Retype the complete listing exactly as it appears.

■ Collected material:

######

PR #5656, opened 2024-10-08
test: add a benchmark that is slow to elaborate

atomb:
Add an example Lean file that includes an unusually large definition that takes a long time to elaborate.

######

■ Response area:
PR #5656, opened 2024-10-08
test: add a benchmark that is slow to elaborate

atomb:
Add an example Lean file that includes an unusually large definition that takes a long time to elaborate.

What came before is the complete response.